Todo nada, su primera novela, cuenta dos
historias: una, la del gastroenterólogo Emilio Nassar, médico de trayectoria
impecable en cuanto a la investigación científica y consumado lector; y la de
Emilia, su nieta, eterna estudiante de Letras y coleccionista de desconciertos
amorosos, a la sazón, nieta del primero. La relación entre ambos se desarrolla
durante el último año de vida del abuelo, cuando éste elige terminar su vida en
pleno uso de sus facultades mentales y con la plena convicción de hacer, hasta
el último suspiro, lo que le entre en gana, incluso morirse. En esa
trayectoria, su nieta también vive una historia similar: la de su relación con
el novio en turno y sus respectivas consecuencias.
Mientras
Emilio Nassar repasa su vida y se enfrasca en hacer lo que dicte su voluntad,
como dejarse morir de hambre, con una dieta a base de café con leche, Emilia
reconocerá muchas cosas, entre éstas el cambio de carácter de su abuelo hacia
ella; ante la ausencia de su padre, su abuelo médico hizo las veces de éste,
dándole consejos y lecturas, reclamos y rutinas. Con todas las veces que insistes en los mismos temas, nadie duda de tu
edad. Porque siempre tenemos pocos temas, […] en la vejez no hay otra cosas que
repetirlos, dice Emilio Nassar a su nieta sobre los individuos de su
condición, pero en una de ésas, hasta podría endosárselo a los coetáneos de
Emilia; mientras el médico toma chinchón, goza de la amistad de su colega
Óscar, escucha El Fonógrafo y se queja de los melodramas de tres pesos que
exhiben en el cine y la televisión, la incipiente lectora y sus amigos toman
vodka y cubas, presumen fobias y traumas, y, claro, se desviven en relaciones
peligrosas, cuyo trofeos o premios de consolación van desde los puñetazos en la
pared hasta las llaves de un departamento. En los dos escenarios, prima la
reincidencia. (Si el doctor Nassar hubiera conocido a Ana María Domínguez,
flamante locutora de El Fonógrafo y coetánea de su nieta, ¿se habría ido de
espaldas? Quién sabe…)
Tienes que aprender a negociar, sobre todo
contigo. No estamos aquí para dormir angustiados: hemos venido a pasarla bien.

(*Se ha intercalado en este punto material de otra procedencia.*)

Issue #806, opened 2021-04-07
PartitionedArray class properties not correctly implemented 


drahnreb:
Descriptors for class `PartitionedArray` and `IrregularlyPartitionedArray` are not accessible via:

```python
>>> import awkward as ak
>>> ak.__version__
1.2.0
>>> array = ak.repartition([{"x": x, "y": x * 10} for x in range(10)], 2)
>>> array.layout
<IrregularlyPartitionedArray>
    <partition start="0" stop="2">
        <RecordArray length="2">
            <field index="0" key="x">
                <NumpyArray format="l" shape="2" data="0 1" at="0x00010f038200"/>
            </field>
            <field index="1" key="y">
                <NumpyArray format="l" shape="2" data="0 10" at="0x00010f03a200"/>
            </field>
        </RecordArray>
    </partition>
    <partition start="2" stop="4">
        <RecordArray length="2">
            <field index="0" key="x">
                <NumpyArray format="l" shape="2" data="2 3" at="0x00010f038200"/>
            </field>
            <field index="1" key="y">
                <NumpyArray format="l" shape="2" data="20 30" at="0x00010f03a200"/>
            </field>
        </RecordArray>
    </partition>
</IrregularlyPartitionedArray>

>>> ak.partitions(array)
[2,2]
>>> array.partitions

AttributeError: no field named 'partitions'
```
According to the docs, this should be a valid repartition? 

The [tests](https://github.com/scikit-hep/awkward-1.0/blob/main/tests/test_0056-partitioned-array.py) do not cover `ak.repartition` with partitioned array methods, but following one test leads to:
```python
>>> one = ak.from_iter([[1.1, 2.2, 3.3], [], [4.4, 5.5]], highlevel=False)
>>> two = ak.from_iter([[6.6], [], [], [], [7.7, 8.8, 9.9]], highlevel=False)
>>> array = ak.partition.IrregularlyPartitionedArray([one, two])
>>> array.layout

AttributeError: no field named 'layout'
```

According to the docs, I would expect this to work as
> [...] it should behave identically to a non-partitioned array [...]

jpivarski:
Both of these are problems with mixing high-level and low-level arrays.

[...]

Issue #490, opened 2020-10-18
removing none from awkward array 1


ramankhurana:
Hello 

I have an awkward array (1) which I obtained post-processing.

An array look like (with some of the elements as None):

>>> a=ak.Array([96., 99., 67., 13.,  3.,  None, 1.,  1.,None])

I want to remove the None elements from this array. I tried following but it does not give expected result: 
>>> b=a[a!=None]
>>> b
<Array [96, 99, 67, 13, ... None, 1, 1, None] type='9 * ?float64'>

 I could remove them using loop and worked, but I want to avoid it to save some computing time. Or writing a function and compiling using Numba is only option?

Thanks.

ramankhurana:
I just realised that is_none exist and work like charm, 

a[~ak.is_none(a)]

Superharz:
> 
> 
> I just realised that is_none exist and work like charm,
> 
> a[~ak.is_none(a)]

I agree with your solution. 
However, it doesn't seem to work for nested arrays, like:
```
a = [[1, None], [3]   , [] , [4, None, 6]]
a = ak.from_iter(a)
ak.is_none(a)
#<Array [False, False, False, False] type='4 * bool'>
``` 
It would be nice if an ```axis``` parameter could be added to ```ak.is_none()```

jpivarski:
I agree. That's #193.

ramankhurana:
I agree, i end up in a situation where I have the nested arrays. I would wait for the feature to be in the awkward array in future.

Superharz:
I haven't been aware of #193. Thanks for bringing it up.

jpivarski:
Also, someone contacted me on Slack about this—the natural-looking syntax

```python
a[a != None]
```

won't work because `np.equal` and `np.not_equal` have not been overridden to interpret missing value `==` missing value as True and missing value `==` anything else as False. (More likely, they'd be overridden to call `ak.is_none`.)

(If "None" were "NaN," then things would be even more complicated, semantically, because `NaN == NaN` is always _supposed to be_ False. By spelling it "None," we've committed to a user expectation that `None == None` is True, which is more palatable.)

[...]

Issue #487, opened 2020-10-13
ar != None unexpected behaviour


andrzejnovak:
Using `ar != None` results in an unexpected mask

Consider:
```
a = ak.Array([None, 2, None, 2, None])
b = np.array([None, 2, None, 2, None])
a, b
>>> (<Array [None, 2, None, 2, None] type='5 * ?int64'>,
 array([None, 2, None, 2, None], dtype=object))
```

```
a != None
>>> <Array [None, True, None, True, None] type='5 * ?bool'>

b != None
>>> array([False,  True, False,  True, False])
```

Expected behaviour:
```
a != None
>>><Array [False, True, False, True, False] type='5 * ?bool'>
```
such that 
```
a[a != None]
>>> <Array [2, 2] type='2 * ?int64'>,
```

jpivarski:
There's a whole discussion of this issue, starting at https://github.com/scikit-hep/awkward-1.0/issues/490#issuecomment-712250246

When I wrote it there, I thought I was narrowly saving it from oblivion because I only remembered hearing it on Slack. I could have just pointed to this issue. Anyway, the cross-reference will be useful in solving it.

jpivarski:
(I'm going through old issues, deciding what to do with them.)

I think that the `array == None` and `array != None` behavior _should not_ be changed. In the examples you presented, @andrzejnovak, the results look non-intuitive, but they're following a rule that applies to all mathematical functions, including `==` and `!=`, and I think it would be dangerous to have exceptions to that behavior. If we made

```python
ak.Array([1, 2, None, 3, None, 4]) == None
```

return

```python
ak.Array([False, False, True, False, True, False])
```

then someone else's use-case might break because they were assuming that `==` and `!=` would act like all other mathematical functions. Namely,

```python
ak.Array([1, 2, None, 3, None, 4]) + 10
```

returns

```python
ak.Array([11, 12, None, 13, None, 14])
```

That is, the scalar `10` broadcasts and the `None` values pass through any mathematical operation. When applied to `==` (same for `!=`), the expected result of

```python
ak.Array([1, 2, None, 3, None, 4]) == None
```

would be

```python
ak.Array([False, False, None, False, None, False])
```

because each `integer == None` is `False` and each missing value passes through.

@agoose77, do you concur? If you think there is something that we should do that would benefit all use-cases, reopen the issue. Thanks!

agoose77:
[...]

PR #808, opened 2021-04-08
Issue #805: fix an empty case when broadcasting UnionArrays

### LINKED ISSUE #805: ak.cartesian fails on empty lists of union types
Awkward version = 1.2.0

```python3
import awkward as ak

muon = ak.Array([[{"pt": 1.}],[]], with_name="muon")
electron = ak.Array([[],[{"pt": 1.}]], with_name="electron")

muon = muon[muon.pt > 5]
electron = electron[electron.pt > 5]

leptons = ak.concatenate([muon,electron], axis=1)
candidate = ak.firsts(leptons)

ak.cartesian([candidate, candidate])
```

fails with:
```
  File "make_example.py", line 12, in <module>
    prod = ak.cartesian([candidate,candidate])
  File "/opt/conda/lib/python3.8/site-packages/awkward/operations/structure.py", line 3089, in cartesian
    out = ak._util.broadcast_and_apply(
  File "/opt/conda/lib/python3.8/site-packages/awkward/_util.py", line 1037, in broadcast_and_apply
    out = apply(broadcast_pack(inputs, isscalar), 0, user)
  File "/opt/conda/lib/python3.8/site-packages/awkward/_util.py", line 799, in apply
    outcontent = apply(nextinputs, depth + 1, user)
  File "/opt/conda/lib/python3.8/site-packages/awkward/_util.py", line 752, in apply
    outcontent = apply(nextinputs, depth, user)
  File "/opt/conda/lib/python3.8/site-packages/awkward/_util.py", line 717, in apply
    for i in range(numoutputs)
UnboundLocalError: local variable 'numoutputs' referenced before assignment
```

and indeed numoutputs is not defined in the case there are no unique non-null entries.

ianna:
proposed error message for `ak.cartesian` reported by @lgray - issue https://github.com/scikit-hep/awkward-1.0/issues/805

### DIFF
--- a/src/awkward/_util.py
+++ b/src/awkward/_util.py
@@ -708,9 +708,34 @@ def broadcast_and_apply(  # noqa: C901
                 numoutputs = len(outcontents[-1])
 
             if numoutputs is None:
-                return tuple(
-                    x[0:0] if isinstance(x, ak.layout.Content) else x for x in inputs
-                )
+
+                def copy_listtypes(contents):
+                    if all(
+                        isinstance(x, ak.layout.RegularArray) for x in contents
+                    ) and all(x.size == contents[0].size for x in contents):
+                        return ak.layout.RegularArray(
+                            copy_listtypes([x.content for x in contents]),
+                            contents[0].size,
+                            0,
+                        )
+                    elif all(isinstance(x, listtypes) for x in contents):
+                        return ak.layout.ListOffsetArray64(
+                            ak.layout.Index64(nplike.empty(0, dtype=np.int64)),
+                            copy_listtypes([x.content for x in contents]),
+                        )
+                    else:
+                        return ak.layout.EmptyArray()
+
+                nextinputs = []
+                for x in inputs:
+                    if isinstance(x, uniontypes):
+                        nextinputs.append(copy_listtypes(x.contents))
+                    elif isinstance(x, ak.layout.Content):
+                        nextinputs.append(x[0:0])
+                    else:
+                        nextinputs.append(x)
+                return apply(nextinputs, depth, user)
+
             else:
                 tags = ak.layout.Index8(tags)
                 index = ak.layout.Index64(index)
--- a/src/awkward/_util.py
+++ b/src/awkward/_util.py
@@ -685,13 +685,13 @@ def broadcast_and_apply(  # noqa: C901
 
             tags = nplike.empty(length, dtype=np.int8)
             index = nplike.empty(length, dtype=np.int64)
+            numoutputs = None
             outcontents = []
             for tag, combo in enumerate(nplike.unique(combos)):
                 mask = combos == combo
                 tags[mask] = tag
                 index[mask] = nplike.arange(nplike.count_nonzero(mask))
                 nextinputs = []
-                numoutputs = None
                 i = 0
                 for x in inputs:
                     if isinstance(x, uniontypes):
@@ -707,15 +707,19 @@ def broadcast_and_apply(  # noqa: C901
                     assert numoutputs == len(outcontents[-1])
                 numoutputs = len(outcontents[-1])
 
-            tags = ak.layout.Index8(tags)
-            index = ak.layout.Index64(index)
-
-            return tuple(
-                ak.layout.UnionArray8_64(
-                    tags, index, [x[i] for x in outcontents]
-                ).simplify()
-                for i in range(numoutputs)
-            )
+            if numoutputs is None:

Estas palabras, junto con una pluma fuente y una servilleta con su nombre
escrito en ésta, son la herencia que deja Emilio Nassar a su nieta; su
programada partida le deja muchas señales acerca de su vida. Además de la
muerte de su abuelo, otra pérdida persiste en Emilia: su ruptura amorosa con
José. Ante dichas circunstancias, la única salida factible es contarlas, hasta
que el fregadazo deje de sentirse en su totalidad.
Volviendo
a E. M. Cioran, cuando determinada persona le caía en la punta del hígado, solía
escribir repetidamente en un cuaderno su odio o animadversión hacia ésta, hasta
que en algún momento ya no le pesara tanto y el arrebato iracundo muriera de
pereza. En el caso de Brenda Lozano, contar la historia de un anciano “valemadrista”,
incluyendo sus propias simpatías y dispatías (empleando dos términos de
Alfonso Reyes), es la manera prístina de mantenerlo vivo, donde también, a su
vez, se proyecta en la narradora el sufrimiento de dicha pérdida. Volvemos a contar lo que ya hemos contado.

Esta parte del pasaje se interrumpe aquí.